## DATA SUPPLIED:
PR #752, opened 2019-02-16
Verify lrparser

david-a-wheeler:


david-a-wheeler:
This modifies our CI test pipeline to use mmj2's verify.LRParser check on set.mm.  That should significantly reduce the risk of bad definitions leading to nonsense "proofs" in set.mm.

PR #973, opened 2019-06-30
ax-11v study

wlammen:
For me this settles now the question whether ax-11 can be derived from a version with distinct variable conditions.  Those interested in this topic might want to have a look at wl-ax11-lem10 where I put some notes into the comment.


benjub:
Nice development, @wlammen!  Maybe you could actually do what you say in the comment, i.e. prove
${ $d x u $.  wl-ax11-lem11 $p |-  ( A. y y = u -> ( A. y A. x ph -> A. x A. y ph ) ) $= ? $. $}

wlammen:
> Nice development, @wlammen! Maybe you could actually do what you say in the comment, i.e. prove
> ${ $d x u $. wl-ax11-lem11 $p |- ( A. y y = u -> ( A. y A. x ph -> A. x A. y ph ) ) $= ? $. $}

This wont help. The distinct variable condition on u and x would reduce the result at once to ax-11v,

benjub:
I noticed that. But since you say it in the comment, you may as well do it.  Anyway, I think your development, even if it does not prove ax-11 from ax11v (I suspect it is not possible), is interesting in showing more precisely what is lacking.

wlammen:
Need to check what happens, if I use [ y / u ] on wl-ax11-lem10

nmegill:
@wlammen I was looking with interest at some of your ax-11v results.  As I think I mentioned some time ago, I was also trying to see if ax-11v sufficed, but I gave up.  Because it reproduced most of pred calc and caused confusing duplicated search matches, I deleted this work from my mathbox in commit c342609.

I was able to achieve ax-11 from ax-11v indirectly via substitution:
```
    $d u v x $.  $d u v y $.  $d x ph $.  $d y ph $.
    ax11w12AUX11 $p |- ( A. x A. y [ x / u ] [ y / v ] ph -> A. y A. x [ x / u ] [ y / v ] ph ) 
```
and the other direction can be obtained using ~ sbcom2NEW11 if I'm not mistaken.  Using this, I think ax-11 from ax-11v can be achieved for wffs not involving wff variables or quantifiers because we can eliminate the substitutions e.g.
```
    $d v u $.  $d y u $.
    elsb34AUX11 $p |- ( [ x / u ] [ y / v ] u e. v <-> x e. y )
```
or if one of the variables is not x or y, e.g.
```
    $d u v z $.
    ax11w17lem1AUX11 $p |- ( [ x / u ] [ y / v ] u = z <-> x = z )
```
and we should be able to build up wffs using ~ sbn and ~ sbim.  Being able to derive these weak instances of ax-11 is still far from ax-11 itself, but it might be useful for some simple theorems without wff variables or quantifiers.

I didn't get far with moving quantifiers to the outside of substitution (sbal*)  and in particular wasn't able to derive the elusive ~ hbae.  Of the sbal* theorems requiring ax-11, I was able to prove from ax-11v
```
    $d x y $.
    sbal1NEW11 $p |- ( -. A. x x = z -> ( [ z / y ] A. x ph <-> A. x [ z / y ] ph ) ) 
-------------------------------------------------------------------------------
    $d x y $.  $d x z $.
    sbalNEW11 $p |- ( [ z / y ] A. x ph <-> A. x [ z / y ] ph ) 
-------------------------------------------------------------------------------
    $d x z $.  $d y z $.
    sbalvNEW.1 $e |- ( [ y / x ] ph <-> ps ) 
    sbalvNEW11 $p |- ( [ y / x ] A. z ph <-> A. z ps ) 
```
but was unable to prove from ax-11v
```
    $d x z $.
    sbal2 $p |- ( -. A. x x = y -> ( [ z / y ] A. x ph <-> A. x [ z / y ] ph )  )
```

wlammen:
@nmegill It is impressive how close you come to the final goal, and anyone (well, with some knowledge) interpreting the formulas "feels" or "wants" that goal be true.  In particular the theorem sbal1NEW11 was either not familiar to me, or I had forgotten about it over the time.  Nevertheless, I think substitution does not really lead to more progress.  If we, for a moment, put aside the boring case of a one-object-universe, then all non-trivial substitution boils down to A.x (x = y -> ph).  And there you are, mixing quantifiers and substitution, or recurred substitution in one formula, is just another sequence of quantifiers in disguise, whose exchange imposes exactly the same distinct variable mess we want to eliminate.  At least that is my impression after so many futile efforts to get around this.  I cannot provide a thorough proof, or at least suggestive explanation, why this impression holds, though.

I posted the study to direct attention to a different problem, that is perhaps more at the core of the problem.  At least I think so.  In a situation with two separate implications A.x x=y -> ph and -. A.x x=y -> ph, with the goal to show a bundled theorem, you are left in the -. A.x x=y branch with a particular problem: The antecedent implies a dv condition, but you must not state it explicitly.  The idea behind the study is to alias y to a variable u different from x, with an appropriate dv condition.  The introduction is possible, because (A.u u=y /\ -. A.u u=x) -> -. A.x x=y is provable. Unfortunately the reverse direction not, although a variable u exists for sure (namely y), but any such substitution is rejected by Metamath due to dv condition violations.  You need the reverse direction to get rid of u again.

## YOUR OBJECTIVE:
Would you retype all of the data exactly as shown?

## SOLUTION TO THIS EXERCISE:
PR #752, opened 2019-02-16
Verify lrparser

david-a-wheeler:


david-a-wheeler:
This modifies our CI test pipeline to use mmj2's verify.LRParser check on set.mm.  That should significantly reduce the risk of bad definitions leading to nonsense "proofs" in set.mm.

PR #973, opened 2019-06-30
ax-11v study

wlammen:
For me this settles now the question whether ax-11 can be derived from a version with distinct variable conditions.  Those interested in this topic might want to have a look at wl-ax11-lem10 where I put some notes into the comment.


benjub:
Nice development, @wlammen!  Maybe you could actually do what you say in the comment, i.e. prove
${ $d x u $.  wl-ax11-lem11 $p |-  ( A. y y = u -> ( A. y A. x ph -> A. x A. y ph ) ) $= ? $. $}

wlammen:
> Nice development, @wlammen! Maybe you could actually do what you say in the comment, i.e. prove
> ${ $d x u $. wl-ax11-lem11 $p |- ( A. y y = u -> ( A. y A. x ph -> A. x A. y ph ) ) $= ? $. $}

This wont help. The distinct variable condition on u and x would reduce the result at once to ax-11v,

benjub:
I noticed that. But since you say it in the comment, you may as well do it.  Anyway, I think your development, even if it does not prove ax-11 from ax11v (I suspect it is not possible), is interesting in showing more precisely what is lacking.

wlammen:
Need to check what happens, if I use [ y / u ] on wl-ax11-lem10

nmegill:
@wlammen I was looking with interest at some of your ax-11v results.  As I think I mentioned some time ago, I was also trying to see if ax-11v sufficed, but I gave up.  Because it reproduced most of pred calc and caused confusing duplicated search matches, I deleted this work from my mathbox in commit c342609.

I was able to achieve ax-11 from ax-11v indirectly via substitution:
```
    $d u v x $.  $d u v y $.  $d x ph $.  $d y ph $.
    ax11w12AUX11 $p |- ( A. x A. y [ x / u ] [ y / v ] ph -> A. y A. x [ x / u ] [ y / v ] ph ) 
```
and the other direction can be obtained using ~ sbcom2NEW11 if I'm not mistaken.  Using this, I think ax-11 from ax-11v can be achieved for wffs not involving wff variables or quantifiers because we can eliminate the substitutions e.g.
```
    $d v u $.  $d y u $.
    elsb34AUX11 $p |- ( [ x / u ] [ y / v ] u e. v <-> x e. y )
```
or if one of the variables is not x or y, e.g.
```
    $d u v z $.
    ax11w17lem1AUX11 $p |- ( [ x / u ] [ y / v ] u = z <-> x = z )
```
and we should be able to build up wffs using ~ sbn and ~ sbim.  Being able to derive these weak instances of ax-11 is still far from ax-11 itself, but it might be useful for some simple theorems without wff variables or quantifiers.

I didn't get far with moving quantifiers to the outside of substitution (sbal*)  and in particular wasn't able to derive the elusive ~ hbae.  Of the sbal* theorems requiring ax-11, I was able to prove from ax-11v
```
    $d x y $.
    sbal1NEW11 $p |- ( -. A. x x = z -> ( [ z / y ] A. x ph <-> A. x [ z / y ] ph ) ) 
-------------------------------------------------------------------------------
    $d x y $.  $d x z $.
    sbalNEW11 $p |- ( [ z / y ] A. x ph <-> A. x [ z / y ] ph ) 
-------------------------------------------------------------------------------
    $d x z $.  $d y z $.
    sbalvNEW.1 $e |- ( [ y / x ] ph <-> ps ) 
    sbalvNEW11 $p |- ( [ y / x ] A. z ph <-> A. z ps ) 
```
but was unable to prove from ax-11v
```
    $d x z $.
    sbal2 $p |- ( -. A. x x = y -> ( [ z / y ] A. x ph <-> A. x [ z / y ] ph )  )
```

wlammen:
@nmegill It is impressive how close you come to the final goal, and anyone (well, with some knowledge) interpreting the formulas "feels" or "wants" that goal be true.  In particular the theorem sbal1NEW11 was either not familiar to me, or I had forgotten about it over the time.  Nevertheless, I think substitution does not really lead to more progress.  If we, for a moment, put aside the boring case of a one-object-universe, then all non-trivial substitution boils down to A.x (x = y -> ph).  And there you are, mixing quantifiers and substitution, or recurred substitution in one formula, is just another sequence of quantifiers in disguise, whose exchange imposes exactly the same distinct variable mess we want to eliminate.  At least that is my impression after so many futile efforts to get around this.  I cannot provide a thorough proof, or at least suggestive explanation, why this impression holds, though.

I posted the study to direct attention to a different problem, that is perhaps more at the core of the problem.  At least I think so.  In a situation with two separate implications A.x x=y -> ph and -. A.x x=y -> ph, with the goal to show a bundled theorem, you are left in the -. A.x x=y branch with a particular problem: The antecedent implies a dv condition, but you must not state it explicitly.  The idea behind the study is to alias y to a variable u different from x, with an appropriate dv condition.  The introduction is possible, because (A.u u=y /\ -. A.u u=x) -> -. A.x x=y is provable. Unfortunately the reverse direction not, although a variable u exists for sure (namely y), but any such substitution is rejected by Metamath due to dv condition violations.  You need the reverse direction to get rid of u again.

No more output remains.